An exercise in self-reflection
February 27th, 2008 by Kyle
For the past 9 months, I’ve been stewing about a job change. I don’t want to change industries, profession, or even company. I want to try something new within Cessna.
I don’t dislike my work; crawling around on airplanes and telling people what to do is precisely my idea of a good time. I don’t dislike my boss; he’s a great boss, almost the perfect boss for someone like me. I don’t dislike the other engineers in my office; they’re all decent fellows and respect me. I don’t dislike the guys & gals on the shop floor, even when they hold secret grudges against me for doing my job. It’s tough for a 50-year-old man to accept direction from a 24-year-old kid; I sympathize with his plight and do my best to humor his humorous suggestions. I don’t dislike my company; they make very good airplanes, pay me very decent money, and do an adequate job of shielding us worker bees from the corporate overlord queen.

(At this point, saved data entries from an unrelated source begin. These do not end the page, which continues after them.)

PR #10012, opened 2025-03-03
aws - keyspaces

### LINKED ISSUE #10011: AWS Keyspaces Support
### Describe the feature

It would be helpful to have support for a keyspace and keyspace-table resource type

_No response_

mattheidelbaugh:
Closes #10011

So why in the holy name of Office Space, would I want to change jobs?
Because that’s just not enough.
I’m too young and life is too short to settle. I want it all; I want a job that inspires my mind, I want a job that pushes be to better and smarter than I am right now. I need a job that is intellectually stimulating.
A plurality of my day, and indeed my life, will be spent at work. To ask and expect anything less than the whole banana would be to lessen the capacity of my human experience.